How much will a slow CPU slow down a fast video card in folding? My parents leave thier computer on all the time. It's a older AMD 3500 single core system. It does have a available PCIe slot, and I'm wondering if it would be worth me putting one of my GTX280's in thier computer and start it folding 24/7. What do you think?


----------



## [Ion] (Nov 24, 2009)

BarbaricSoul said:


> How much will a slow CPU slow down a fast video card in folding? My parents leave thier computer on all the time. It's a older AMD 3500 single core system. It does have a available PCIe slot, and I'm wondering if it would be worth me putting one of my GTX280's in thier computer and start it folding 24/7. What do you think?



Not at all, I ran the F@H GPU2 client on a 9600GSO in a rig with a 2.8ghz Pentium 4 folding, the CPU usage never went above 7% (until I installed the CPU client).  One thing to remember is that in XP it makes the desktop *very* laggy, so it is painful to use the computer.  However, in Vista and 7 this is not an issue, I read that it was because of Aero


----------



## BarbaricSoul (Nov 24, 2009)

> One thing to remember is that in XP it makes the desktop very laggy, so it is painful to use the computer.



Well shit, the computer has XP media center. I can't do anything that will hinder it's performance. It's slow enough as is. Mom likes XP, so I doubt she'll go for the change over to 7 unless she has to.


----------



## [Ion] (Nov 24, 2009)

BarbaricSoul said:


> Well shit, the computer has XP media center. I can't do anything that will hinder it's performance. It's slow enough as is.

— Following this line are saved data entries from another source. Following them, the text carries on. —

PR #4614, opened 2020-05-08
Better _binary module use

homm:
* remove extra i8 calls where input is proved bytes[] or int. Most of i8 calls are not required in py3.
* use offset for all binary input functions instead of slicing which should be slightly faster especially when slicing "until the end" is used (`s[4:]`).

### DIFF
--- a/src/PIL/BmpImagePlugin.py
+++ b/src/PIL/BmpImagePlugin.py
@@ -47,7 +47,7 @@ def _accept(prefix):
 
 
 def _dib_accept(prefix):
-    return i32(prefix[:4]) in [12, 40, 64, 108, 124]
+    return i32(prefix) in [12, 40, 64, 108, 124]
 
 
 # =============================================================================
@@ -82,10 +82,10 @@ class BmpImageFile(ImageFile.ImageFile):
         # -------------------------------------------------- IBM OS/2 Bitmap v1
         # ----- This format has different offsets because of width/height types
         if file_info["header_size"] == 12:
-            file_info["width"] = i16(header_data[0:2])
-            file_info["height"] = i16(header_data[2:4])
-            file_info["planes"] = i16(header_data[4:6])
-            file_info["bits"] = i16(header_data[6:8])
+            file_info["width"] = i16(header_data, 0)
+            file_info["height"] = i16(header_data, 2)
+            file_info["planes"] = i16(header_data, 4)
+            file_info["bits"] = i16(header_data, 6)
             file_info["compression"] = self.RAW
             file_info["palette_padding"] = 3
 
@@ -94,22 +94,22 @@ class BmpImageFile(ImageFile.ImageFile):
         elif file_info["header_size"] in (40, 64, 108, 124):
             file_info["y_flip"] = header_data[7] == 0xFF
             file_info["direction"] = 1 if file_info["y_flip"] else -1
-            file_info["width"] = i32(header_data[0:4])
+            file_info["width"] = i32(header_data, 0)
             file_info["height"] = (
-                i32(header_data[4:8])
+                i32(header_data, 4)
                 if not file_info["y_flip"]
-                else 2 ** 32 - i32(header_data[4:8])
+                else 2 ** 32 - i32(header_data, 4)
             )
-            file_info["planes"] = i16(header_data[8:10])
-            file_info["bits"] = i16(header_data[10:12])
-            file_info["compression"] = i32(header_data[12:16])
+            file_info["planes"] = i16(header_data, 8)
+            file_info["bits"] = i16(header_data, 10)
+            file_info["compression"] = i32(header_data, 12)
             # byte size of pixel data
-            file_info["data_size"] = i32(header_data[16:20])
+            file_info["data_size"] = i32(header_data, 16)
             file_info["pixels_per_meter"] = (
-                i32(header_data[20:24]),
-                i32(header_data[24:28]),
+                i32(header_data, 20),
+                i32(header_data, 24),
             )
-            file_info["colors"] = i32(header_data[28:32])
+            file_info["colors"] = i32(header_data, 28)
             file_info["palette_padding"] = 4
             self.info["dpi"] = tuple(
                 int(x / 39.3701 + 0.5) for x in file_info["pixels_per_meter"]
@@ -119,7 +119,7 @@ class BmpImageFile(ImageFile.ImageFile):
                     for idx, mask in enumerate(
                         ["r_mask", "g_mask", "b_mask", "a_mask"]
                     ):
-                        file_info[mask] = i32(header_data[36 + idx * 4 : 40 + idx * 4])
+                        file_info[mask] = i32(header_data, 36 + idx * 4)
                 else:
                     # 40 byte headers only have the three components in the
                     # bitfields masks, ref:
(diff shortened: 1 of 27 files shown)


src/PIL/ImImagePlugin.py
```diff
@@ -223,14 +222,14 @@ def _open(self):
...
-                    if i8(palette[i]) != i:
+                    if palette[i] != i:
                         linear = 0
                 else:
                     greyscale = 0
             if self.mode in ["L", "LA", "P", "PA"]:
                 if greyscale:
                     if not linear:
-                        self.lut = [i8(c) for c in palette[:256]]
+                        self.lut = list(palette[:256])
```
homm, line 232:
```python
In [1]: [c for c in b'test']
Out[1]: [116, 101, 115, 116]

In [2]: list(b'test')
Out[2]: [116, 101, 115, 116]
```

homm:
I don't have enough permissions to restart build on Travis (

hugovk:
> I don't have enough permissions to restart build on Travis (

Maybe you do: try logging out and back in to Travis, that brought back the restart buttons for me recently.

homm:
Thanks, it works)

src/PIL/BmpImagePlugin.py
```diff
@@ -82,34 +82,34 @@ def _bitmap(self, header=0, offset=0):
         # -------------------------------------------------- IBM OS/2 Bitmap v1
         # ----- This format has different offsets because of width/height types
         if file_info["header_size"] == 12:
-            file_info["width"] = i16(header_data[0:2])
-            file_info["height"] = i16(header_data[2:4])
-            file_info["planes"] = i16(header_data[4:6])
-            file_info["bits"] = i16(header_data[6:8])
+            file_info["width"] = i16(header_data, 0)
```
radarhere, line 85:
```suggestion
            file_info["width"] = i16(header_data)
```
Zero is the default value for the offset. Throwing the idea out there of not explicitly setting the argument?

src/PIL/BmpImagePlugin.py
```diff
@@ -82,34 +82,34 @@ def _bitmap(self, header=0, offset=0):
...
             file_info["palette_padding"] = 3
 
         # --------------------------------------------- Windows Bitmap v2 to v5
         # v3, OS/2 v2, v4, v5
         elif file_info["header_size"] in (40, 64, 108, 124):
-            file_info["y_flip"] = i8(header_data[7]) == 0xFF
+            file_info["y_flip"] = header_data[7] == 0xFF
             file_info["direction"] = 1 if file_info["y_flip"] else -1
-            file_info["width"] = i32(header_data[0:4])
+            file_info["width"] = i32(header_data, 0)
```
radarhere, line 97:
```suggestion
            file_info["width"] = i32(header_data)
```

src/PIL/EpsImagePlugin.py
```diff
@@ -312,14 +312,14 @@ def _find_offset(self, fp):
             fp.seek(0, io.SEEK_END)
             length = fp.tell()
             offset = 0
-        elif i32(s[0:4]) == 0xC6D3D0C5:
+        elif i32(s, 0) == 0xC6D3D0C5:
```
radarhere, line 315:
```suggestion
        elif i32(s) == 0xC6D3D0C5:
```

src/PIL/GbrImagePlugin.py
```diff
@@ -29,7 +29,7 @@
 
 
 def _accept(prefix):
-    return len(prefix) >= 8 and i32(prefix[:4]) >= 20 and i32(prefix[4:8]) in (1, 2)
+    return len(prefix) >= 8 and i32(prefix, 0) >= 20 and i32(prefix, 4) in (1, 2)
```
radarhere, line 32:
```suggestion
    return len(prefix) >= 8 and i32(prefix) >= 20 and i32(prefix, 4) in (1, 2)
```

src/PIL/GifImagePlugin.py
```diff
@@ -232,12 +232,12 @@ def _seek(self, frame):
                 s = self.fp.read(9)
 
                 # extent
-                x0, y0 = i16(s[0:]), i16(s[2:])
-                x1, y1 = x0 + i16(s[4:]), y0 + i16(s[6:])
+                x0, y0 = i16(s, 0), i16(s, 2)
```
radarhere, line 235:
```suggestion
                x0, y0 = i16(s), i16(s, 2)
```

src/PIL/JpegImagePlugin.py
```diff
@@ -121,10 +121,10 @@ def APP(self, marker):
                 data = s[offset : offset + size]
                 if code == 0x03ED:  # ResolutionInfo
                     data = {
-                        "XResolution": i32(data[:4]) / 65536,
-                        "DisplayedUnitsX": i16(data[4:8]),
-                        "YResolution": i32(data[8:12]) / 65536,
-                        "DisplayedUnitsY": i16(data[12:]),
+                        "XResolution": i32(data, 0) / 65536,
```
radarhere, line 124:
```suggestion
                        "XResolution": i32(data) / 65536,
```

src/PIL/PngImagePlugin.py
```diff
@@ -369,14 +369,14 @@ def chunk_IHDR(self, pos, length):
 
         # image header
         s = ImageFile._safe_read(self.fp, length)
-        self.im_size = i32(s), i32(s[4:])
+        self.im_size = i32(s, 0), i32(s, 4)
```
radarhere, line 372:
```suggestion
        self.im_size = i32(s), i32(s, 4)
```

src/PIL/PngImagePlugin.py
```diff
@@ -450,15 +450,15 @@ def chunk_sRGB(self, pos, length):
...
+        self.im_info["srgb"] = s[0]
         return s
 
     def chunk_pHYs(self, pos, length):
 
         # pixels per unit
         s = ImageFile._safe_read(self.fp, length)
-        px, py = i32(s), i32(s[4:])
-        unit = i8(s[8])
+        px, py = i32(s, 0), i32(s, 4)
```
radarhere, line 460:
```suggestion
        px, py = i32(s), i32(s, 4)
```

src/PIL/BmpImagePlugin.py
nulano: I think specifying the offset explicitly is easier to read in this case. I think the only time I would omit the offset is when the whole value is to be converted.

src/PIL/EpsImagePlugin.py
wiredfool: I’m in favor of being explicit for clarity of what is being converted.

src/PIL/IcnsImagePlugin.py
```diff
@@ -70,7 +69,7 @@ def read_32(fobj, start_length, size):
                 byte = fobj.read(1)
                 if not byte:
                     break
-                byte = i8(byte)
+                byte = byte[0]
```
radarhere, line 72: Is it just me, or is `byte = byte[0]` not as clear as `byte = i8(byte)` about what is happening here?

homm: You are right that `i8()` looks more clear at first glance. Mostly because indexing had changed from Py2 to Py3 for bytes. However, this saves one function call and type checking on each value. Also, IDEs handle types correctly and show variables as int.

homm: As an alternative, it is possible to change i8 and use it everywhere for consistency:

```python
def i8(c, o=0):
    return c[o]
```

radarhere:
I've created a rebase version of this as #5156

Mom likes XP, so I doubt she'll go for the change over to 7 unless she has to.



One of the reasons I upgraded from XP to 7 was the issue with F@H.  I kept pausing the F@H GPU client whenever I was using the computer, and, in addition to loosing valuable F@H time when i was on the computer, I frequently forgot to resume it afterwords.


----------



## mike047 (Nov 24, 2009)

I run XP home with a 260 folding with no affect at all.  It is my daily driver and I don't even notice.


----------



## bogmali (Nov 24, 2009)

mike047 said:


> It is *my daily driver* and I don't even notice.



Does it have like 24 inch spinner wheels Mike


----------



## mike047 (Nov 25, 2009)

bogmali said:


> Does it have like 24 inch spinner wheels Mike



AND custom mud flaps


----------



## [Ion] (Nov 25, 2009)

mike047 said:


> I run XP home with a 260 folding with no affect at all.  It is my daily driver and I don't even notice.



Really?
I ran various cards (9600s, the 9300, an 8600GTS, and the 8800GT) and had lag with all of them in XP.  Maybe it's something that's different between the Geforce 8/9 series and GTX200?


----------



## mike047 (Nov 25, 2009)

[Ion] said:


> Really?
> I ran various cards (9600s, the 9300, an 8600GTS, and the 8800GT) and had lag with all of them in XP.  Maybe it's something that's different between the Geforce 8/9 series and GTX200?



Possibly...my card is a evga 260/192 with the shaders @ 1512.  I run XP home svp3 with all updates on a Tyan Tomcat with a Opteron 180[2.4],2gb ram, no overclock.  Also run BOINC 100%.

It's like a rock..no issues ever[touch wood]


----------